Case 13: AML Subtypes and FISH

FISH (specifically D-FISH) provides rapid genetic confirmation of APL (🔬: multiple Auer rods)

Benefits:

• Rapid TAT
• Ability to detect PML::RARA fusion gene even with cryptic 🤐 rearrangements (those that aren’t readily apparent on conventional karyotyping)

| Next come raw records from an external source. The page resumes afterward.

PR #1713, opened 2024-11-13
ensure 'www.' is only removed at the start of domain

mkreuzmayr:
While browsing the repo, I stumbled upon a potential issue in how the domain was being sanitized. The current implementation removes `www.` from any part of the domain string, which could lead to incorrect behavior imo.
This PR fixes that by ensuring `www.` is only removed if it appears at the beginning of the domain.

`example.www.com` → `example.com` (incorrectly removes 'www' from the middle)


steven-tey:
Great catch!! Thank you 🙏 

cc @devkiran to review

steven-tey (approved):

devkiran (approved):

Issue #1732, opened 2024-11-18
QR codes without margin are hard to scan


zhengkyl:
I saw one of your QR codes in the wild, and after digging I noticed that your generators have margins disabled by default.

![image](https://github.com/user-attachments/assets/a2faa524-fbe5-4989-bc71-53e9df3533a7)

This is fine if the background is "white", but they won't work well on dark backgrounds.
| Easy to scan | Slow/Difficult to scan |
|--------|--------|
| ![with](https://github.com/user-attachments/assets/4db498d1-f089-4d96-a72c-70b821033333)| ![without](https://github.com/user-attachments/assets/e14bffef-2199-4b2b-a2f3-c9ba141ca522) |

![image](https://github.com/user-attachments/assets/59a0708f-6b7e-4608-99da-b6e5e948f08a)

The 3 large squares are used to "find" the QR code, and the edges need to stand out. The margin doesn't need to be large, 1 module wide is usually fine, 2 wide is safe. 4 wide is unnecessary. https://github.com/dubinc/dub/blob/c5db6dcc271fb539f2f8068dcc2600ebf5a82ff6/apps/web/lib/qr/constants.ts#L16

steven-tey:
Fixed by #1733 – thanks again for the feedback & the PR @zhengkyl!

PR #1733, opened 2024-11-18
Include margin on QR codes by default

zhengkyl:
Addresses #1732 and also changes default margin size.

This would be a change to the API and also slightly affect the preview UI, so perhaps other changes are needed like a margin toggle button for anyone who wants the current behavior.


steven-tey:
Thanks a lot for the PR @zhengkyl! Just merged this 🙏

PR #2434, opened 2016-11-30
fix #2164 you can now skip the create index step if you use our Reind…

### LINKED ISSUE #2164: Reindex() into existing index
Our Reindex() helpers does not allow you to reindex into an existing index:

https://github.com/elastic/elasticsearch-net/issues/2039#issuecomment-210611104

Quite a few folks have asked for this in the past.

Mpdreamz:
…ex() helper, also made sure we use a _doc sort on the scroll


Mpdreamz:
++ to name change added that in as well, thanks @gmarz.

PR #2439, opened 2016-11-30
Fix #2336 add support for specifying the key type for a terms aggrega…

### LINKED ISSUE #2336: The key of an aggregation bucket is always read as a string
We're currently running into a situation where we need to have the key of a `terms` aggregation (which is a double in Elasticsearch) available as a double in our code, but the value of `Key` in a `KeyedBucket` is always a string, so we now have to parse many doubles from strings to accomplish this. But when I look at the response from Elasticsearch, the key does come back as a number there, it's the following code in Nest that always reads the key as a string:

https://github.com/elastic/elasticsearch-net/blob/master/src/Nest/Aggregations/AggregateJsonConverter.cs#L538

``` csharp
var key = reader.ReadAsString();
reader.Read();
var property = reader.Value as string;
if (property == "from" || property == "to")
    return GetRangeBucket(reader, serializer, key);

var keyItem = new KeyedBucket {Key = key};
```

My proposal would be to add a `KeyAsObject` property to `KeyedBucket` that simply gets the `reader.Value` assigned to it. And to avoid an unnecessary string allocation, the `Key` property should delegate to `KeyAsObject` and only create a string when you use the `Key` property.

``` csharp
private string _key = null;

public string Key 
{
    get
    {
        if(_key == null && KeyAsObject != null)
        {
            _key = KeyAsObject.ToString();
        }
    }
    set
    {
        _key = value;
    }
}
```

Please let me know your thoughts on this!

gmarz:
…tion

rather than always deserializing to a string, by making KeyedBucket
generic.

One can now do `response.Aggs.Terms<int>("my_terms")`

The non-generic helper `.Terms("my_terms")` still remains for strings as it's
the most common use case, and also so we don't break anyone.

Also removed `HistogramBucket`, as it can now be simplified to
`KeyedBucket<double>`.


src/Nest/Aggregations/AggregationsHelper.cs
```diff
@@ -177,16 +158,43 @@ private TAggregate TryGet<TAggregate>(string key)
...
+			{
+				Buckets = GetKeyedBuckets<TKey>(bucket.Items).ToList(),
+				Meta = bucket.Meta,
+			};
+		}
+
+
+		private IEnumerable<KeyedBucket<TKey>> GetKeyedBuckets<TKey>(IEnumerable<IBucket> items)
+		{
+			var buckets = items.OfType<KeyedBucket<object>>().ToList();
```
russcam: I think this can be `.Cast<KeyedBucket<object>>()` here as we know it will be `KeyedBucket<object>`; this way, we skip the type check and just cast directly

gmarz: 👍

gmarz:
merged to 5.x and master

russcam:
👍

PR #2440, opened 2016-11-30
fix #2438 make sure each async part of HttpConnection is abortable

### LINKED ISSUE #2438: Elasticsearch.Net Doesn't Time Out Async Calls (HttpWebRequest Usage Bug)
**NEST/Elasticsearch.Net version**: 2.4.7

**Elasticsearch version**: All Versions
  Async requests don't respect RequestTimeout set in ConnectionSettings (including the 60 second default). My team recently ran into network issues, meaning these requests to the cluster weren't completing, and this bug in ES.Net exacerbated the issue by pooling up an ever growing number of connections until we couldn't handle any more.

I located the bug here:
https://github.com/elastic/elasticsearch-net/blob/1de5538efda53dac24b024ce18c1b0c5012973ce/src/Elasticsearch.Net/Connection/HttpConnection.cs#L183

As you can see on MSDN, [HttpWebRequest.Timeout is NOT respected on async requests](https://msdn.microsoft.com/en-us/library/system.net.httpwebrequest.timeout(v=vs.110).aspx). Not sure the best solution, but one is to use HttpClient, which doesn't have this issue.

**Steps to reproduce**:
 1. Network issues or slow cluster response that causes a request to take longer than RequestTimeout in ConnectionSettings.
 2. The request does not time out.

Mpdreamz:
Everything old is new again, some lessons have to be learned over and over 😢 

In NEST `0.x` and `1.x` the[ HttpConnection async bits is implemented using a marvalous APM callback soup implementation](https://github.com/elastic/elasticsearch-net/blob/1.x/src/Elasticsearch.Net/Connection/HttpConnection.cs#L332) which was hard to read but battle hardened. 

With `2.x` we finally took the plunge to a TAP and async/await based implementation which is a joy to read. However in doing so we did not port all the timeouts registered with the threadpool to make the unabortable bits such as `GetRequestStreamAsync` and `GetResponseAsync`.

This PR brings back some APM wrapped to a Task with `Task.Factory.FromAsync` and `ThreadPool.RegisterWaitForSingleObject` is back in action to guard these calls. 

To test this works start an `5.x` elasticsearch server and use the AutoResponder in fiddler and set up the following rules:

image

Then using 

```csharp
{
	Task.Run(async () =>
	{
		var connectionSettings = new ConnectionSettings(new Uri("http://ipv4.fiddler:9200"))
			.RequestTimeout(TimeSpan.FromSeconds(3));
		var client = new ElasticClient(connectionSettings);

		//var response = client.RootNodeInfo();
		var response = await client.RootNodeInfoAsync();
		Console.WriteLine(response.DebugInformation);
		Console.ReadKey();
	}).Wait();
}
```

First using the latest `rc3` you'll see the synchronous code path adheres the timeout but the async code path does not. 

If you then add manual references to a build from this branch you'll see both behaving fine. 

If you uncheck the delay rule in fiddler you'll see both request succeeding again with no timeouts.

### DIFF
--- a/src/Elasticsearch.Net/Connection/HttpConnection.cs
+++ b/src/Elasticsearch.Net/Connection/HttpConnection.cs
@@ -155,6 +155,16 @@ namespace Elasticsearch.Net
 			return builder.ToResponse();
 		}
 
+
+		private static void RegisterApmTaskTimeout(IAsyncResult result, WebRequest request, RequestData requestData) =>
+			ThreadPool.RegisterWaitForSingleObject(result.AsyncWaitHandle, TimeoutCallback, request, requestData.RequestTimeout, true);
+
+		private static void TimeoutCallback(object state, bool timedOut)
+		{
+			if (!timedOut) return;
+			(state as WebRequest)?.Abort();
+		}
+
 		public virtual async Task<ElasticsearchResponse<TReturn>> RequestAsync<TReturn>(RequestData requestData, CancellationToken cancellationToken) where TReturn : class
 		{
 			var builder = new ResponseBuilder<TReturn>(requestData, cancellationToken);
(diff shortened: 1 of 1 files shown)


russcam:
LGTM 👍 will merge into 5.x and port to 2.x and master now

russcam:
- ported to 2.x in d377118618730516716717fa3d40facff5eb0cf7
- ported to master in e3d961bd43bb6e6f4d8d40fdd57c2b8797831de5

This next case has numerous blasts w monoblastic morphology, and I’ll give away that the genetic abnormality in this case involves chr 11 and the gene KMT2A

Challenge question 💪: what was the FISH result which initially detected the KMT2A rearrangement?

• Two 🔴, two 🟢 signals
• Two fusion 🚦 signals
• Two fusion 🚦 signals, one 🔴, one 🟢
• One fusion 🚦 signal, one 🔴, one 🟢

✨ Answer: One fusion 🚦signal, one 🔴, one 🟢 ✨

KMT2A has numerous translocation partners, so detection of a translocation involving KMT2A begins with ✨Break-apart FISH✨, not D-FISH

In AML cases w an ambiguous cytogenetics ➡️ AML FISH panel. Initial panel includes a probe which targets 11q23 (where KMT2A lives)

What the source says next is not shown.